NASA scientists on the news talk as if it’s Star Trek: the first mission to a new planet in an exploratory spacecraft and the greatest distance ever flown – nearly 3 billion miles from earth. Their voyage to Pluto culminates on July 14, 2015 as the New Horizons craft reports on its closest encounter with Pluto.
The mission began in 2001 when it was approved, and surged on January 19, 2006 as New Horizons lifted off from Cape Canaveral on its long journey. Of course, within months, scientists had officially demoted Pluto to the status of a dwarf planet, but I guess astrologers already knew why Pluto has an ironic sense of humor.
What’s happening with the horoscope of Pluto as scientists learn more about it? Pluto was discovered on February 18, 1930 at approximately 4:00 PM in Flagstaff, Arizona (documented time, rated A on Astrodatabank).
As the news stories multiply, transiting Jupiter in Leo trines the discovery chart’s Midheaven and transiting Uranus stations a few degrees from it. Everybody’s suddenly excited about Pluto, and its reputation is getting a boost.
The discovery chart has the Sun in Aquarius conjunct Venus in Pisces, both part of a T-square with oppositions to Neptune and squares to Jupiter. It looks like this oddball little planet is just often misunderstood.

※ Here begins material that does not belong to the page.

PR #1166, opened 2019-01-04
WIP: Update rust version

popzxc:


aleksuss:
@popzxc what do you think about to update nightly rust too ?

Transiting Saturn in Scorpio stations in close square to the discovery chart’s Sun at the time of New Horizons’ closest approach, and quickly activates all the planets in the T-square. NASA is looking deeper at Pluto, but in a reductive manner, and may devalue it further. As they take time to analyze the spacecraft’s data, transiting Pluto will oppose the discovery chart’s natal Pluto in 2016, so our understanding of Pluto could still be transformed. The combined influence of hard-core Saturn in Scorpio and Pluto in Capricorn should make the take-way some pragmatic facts.

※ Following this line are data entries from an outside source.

PR #1230, opened 2019-01-17
Update to Rust 2018 edition [ECR-2816]

ilammy:
## Overview

We'll have to modernize the code at some point. Let's do it now.

Usually it is enough to do `cargo fix --edition && cargo fix --edition-idioms && cargo fmt`, but there are some things which require manual editing. Sometimes `cargo fix` will encounter a bug and overwrite the whole line with garbage. Take that into account when you have to migrate a project a newer edition.

## Rust 2018 guidelines

Using Rust 2018 edition means that we require rustc 1.31 or later. IIRC, Exonum's dependencies require at least this version already, but if you're slow then please upgrade.

Most of the changes here are related to crate and module imports, but there are some other minor fixes interspersed between them. Using old style usually results in warnings from compiler, rustfmt, or clippy so you're pretty safe. However, here's a bunch of things that I had to fix in this PR and that we have to maintain from now on:

- `extern crate foo;` **is not required now** (in most cases)

    The compiler is finally able to figure out crate imports (with Cargo's help) so these lines are not necessary now.

    Using them explicitly does not result in warnings. However, I've heard rumors of `extern crate` being deprecated in some later edition, so let's go ahead and remove what we can.

  There are a bunch of uses that we leave. Mostly these are for `#[macro_use]` with crates that provide a whole bunch of macros (e.g., `log`) or custom derives (`serde_derive`). Importing this stuff directly is either too tedious now, or did not work for me, so I've left them as is. (There's also a special case of `proc_macro`, because reasons.)

- **You can import macros like any other item**

    If you just need one macro then just `use quote::quote` to import `quote!`, for example. There's no need to `#[macro_use]`

- **It is not necessary to import top-level crate module**

    Due to uniform paths ([read more here](https://rust-lang-nursery.github.io/edition-guide/rust-2018/module-system/path-clarity.html)] you don't have to `use exonum;` in order to write `exonum::init_log()` or something. Just use the crate name directly. There are many other simplifications in paths and imports due to this change.

- **Use** `crate`/`self`/`super` **to import from the current context**

    Uniform paths have a price. Previously if was possible to refer to currently visible modules implicitly. For example, to import module `foo` from current crate you wrote `use foo` and that's it. However, sometimes this conflicted with another `foo` imported from other places.

    Now you have to explicitly name the source of the import. All paths start either with a top-level crate name, or one of the keywords:

    * `crate::thing` to address the current crate starting from its root

    * `dependency::item` to address the some other extrnal crate starting from its root

    * `self::stuff` to import from modules you have imported earlier

    * `super::*` to import from your parent module

    [Read the docs](https://rust-lang-nursery.github.io/edition-guide/rust-2018/module-system/path-clarity.html) to learn more.

- `mod.rs` **is now not required**

    Previously, if you had a module named `foo` living in `foo.rs` and wanted to add a submodule `foo::bar` to it then you _had_ to rename this:

  ```
  src
  |- foo.rs
  \- zog.rs
  ```

    Into this:

  ```
  src
  |- foo
  |  |- mod.rs  (previously foo.rs)
  |  \- bar.rs
  \- zog.rs
  ```

  With Rust 2018 edition you can add submodules more directly: 

  ```
  src
  |- foo.rs
  |- foo
  |  \- bar.rs
  \- zog.rs
  ```

    Currently our code has a lot of `mod.rs` files. I did not rename them to avoid diff noise. However, please avoid them for new modules. Rename the old ones if that makes sense to do during a refactoring.

- **It is not necessary to prefix top-level paths with** `::`

    For example, now you can simply write `std::ptr::null()`. In Rust 2015 you had to either spell it `::std::ptr::null()`, or first `use std::ptr;` then call `ptr::null()`.

    Currently our code has _tons_ of paths like this. I did not change them to avoid diff noise. However, please don't add new ones. And please do fix old ones if you refactor the code around them.

- **Trait objects now require** `dyn` **prefix**

    It is now `dyn Snapshot`, `&mut dyn Fork`, `Box<dyn Transaction>`, etc. Previously this was optional, but in Rust 2018 this is required.

- **Trait methods now require argument names**

    In Rust 2015 trait method were allowed to have unnamed parameters. Now you have to give them names.

```diff
 pub trait ProofMapKey
 where
     Self::Output: ProofMapKey,
 {
     type Output;
 
-    fn write_key(&self, &mut [u8]);
+    fn write_key(&self, key: &mut [u8]);
 
-    fn read_key(&[u8]) -> Self::Output;
+    fn read_key(key: &[u8]) -> Self::Output;
 }
```

- **Prefer new syntax for inclusive (closed) ranges**

    Write `0..=9` instead of `0...9` if you mean [`0`, ..., `9`].

---

See: https://jira.bf.local/browse/ECR-2816

### Definition of Done

- [x] ~~Change is covered by automated tests~~
- [x] ~~Benchmark results are attached (if applicable)~~
- [x] The [coding guidelines] are updated
- [x] ~~Public API has proper documentation~~

### DIFF
--- a/CHANGELOG.md
+++ b/CHANGELOG.md
@@ -21,7 +21,7 @@ The project adheres to [Semantic Versioning](http://semver.org/spec/v2.0.0.html)
 ### Internal improvements
 
 - All Exonum crates have been updated to Rust 2018 edition. This means that
-  we require at least Rust 1.31 for compilation. (#1230)
+  it is required to use Rust 1.31 or newer for compilation. (#1230)
 
 #### exonum
 
--- a/CHANGELOG.md
+++ b/CHANGELOG.md
@@ -20,6 +20,9 @@ The project adheres to [Semantic Versioning](http://semver.org/spec/v2.0.0.html)
 
 ### Internal improvements
 
+- All Exonum crates have been updated to Rust 2018 edition. This means that
+  we require at least Rust 1.31 for compilation. (#1230)
+
 #### exonum
 
 - Added `allow-origin` for `localhost` for public and private api in
--- a/CONTRIBUTING.md
+++ b/CONTRIBUTING.md
@@ -62,9 +62,9 @@ but we have several additional conventions:
 
 - Use [Rust 2018 edition].
 
-  * Avoid `extern crate` unless it is required.
+  - Avoid `extern crate` unless it is required.
 
-  * Avoid `mod.rs` files, simply use directories for nested modules.
+  - Avoid `mod.rs` files, simply use directories for nested modules.
 
 - Prefer [nested imports] whenever possible.
 
--- a/CONTRIBUTING.md
+++ b/CONTRIBUTING.md
@@ -32,7 +32,7 @@ Notice that the repository uses a set of linters for static analysis:
 - [clippy]
 - [cargo audit]
 - [cargo-deadlinks]
-- [rustfmt 0.9.0]
+- [rustfmt]
 - [cspell]
 - [markdownlint-cli]
 
@@ -105,7 +105,7 @@ but we have several additional conventions:
 [clippy]: https://github.com/rust-lang-nursery/rust-clippy
 [cargo audit]: https://github.com/RustSec/cargo-audit
 [cargo-deadlinks]: https://github.com/deadlinks/cargo-deadlinks
-[rustfmt 0.9.0]: https://github.com/rust-lang-nursery/rustfmt
+[rustfmt]: https://github.com/rust-lang-nursery/rustfmt
 [cspell]: https://github.com/Jason3S/cspell
 [markdownlint-cli]: https://github.com/igorshubovych/markdownlint-cli
 [Travis script]: .travis.yml
--- a/CONTRIBUTING.md
+++ b/CONTRIBUTING.md
@@ -60,13 +60,20 @@ but we have several additional conventions:
   Public method should be documented, but meaningful parameter names are also
   helpful for better understanding.
 
+- Use [Rust 2018 edition].
+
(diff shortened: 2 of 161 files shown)


CHANGELOG.md
```diff
@@ -20,6 +20,9 @@ The project adheres to [Semantic Versioning](http://semver.org/spec/v2.0.0.html)
 
 ### Internal improvements
 
+- All Exonum crates have been updated to Rust 2018 edition. This means that
+  we require at least Rust 1.31 for compilation. (#1230)
```
vitvakatu: I have an information that even before this change build is impossible because some of our dependencies have already transfered to 2018 :wink:

vitvakatu: As additional note, I think we should not use pronouns in the changelog. So:
```suggestion
  it is required to use Rust 1.31 or newer for compilation. (#1230)
```

ilammy:
@vitvakatu I've added a couple of lines about preferring Rust 2018 in new code. I think we can leave it at that now. We can extend the guidelines later as necessary, _if_ we encounter some recurring flaming topics during code review. Otherwise let's expect devs to follow a sane code style.

As for leading `::`, it's not that it is _impossible_ in Rust 2018. This syntax still works and it has the same meaning as in Rust 2015 (importing from a top-level crate). It's just not required currently because the first term in paths always refers to a top-level crate (or the current module, on nightly). It may still be useful for resolving conflcts (as an alternative to renaming). And I assume that it might have some weird uses inside macros.

Anyway, I've updated the guideline to keep its spirit: we prefer to use imports to use short names instead of fully-qualified names.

I first saw the Pluto discovery horoscope in Noel Tyl’s How to Personalize the Outer Planets. The late Jeff Jawer wrote a fascinating article about the discoveries of the outer planets in this book, noting that all of them have the Moon in Scorpio along with hard Saturn aspects! It’s well worth a read (though Jawer used a different time for Pluto’s discovery and gave no information as to its source).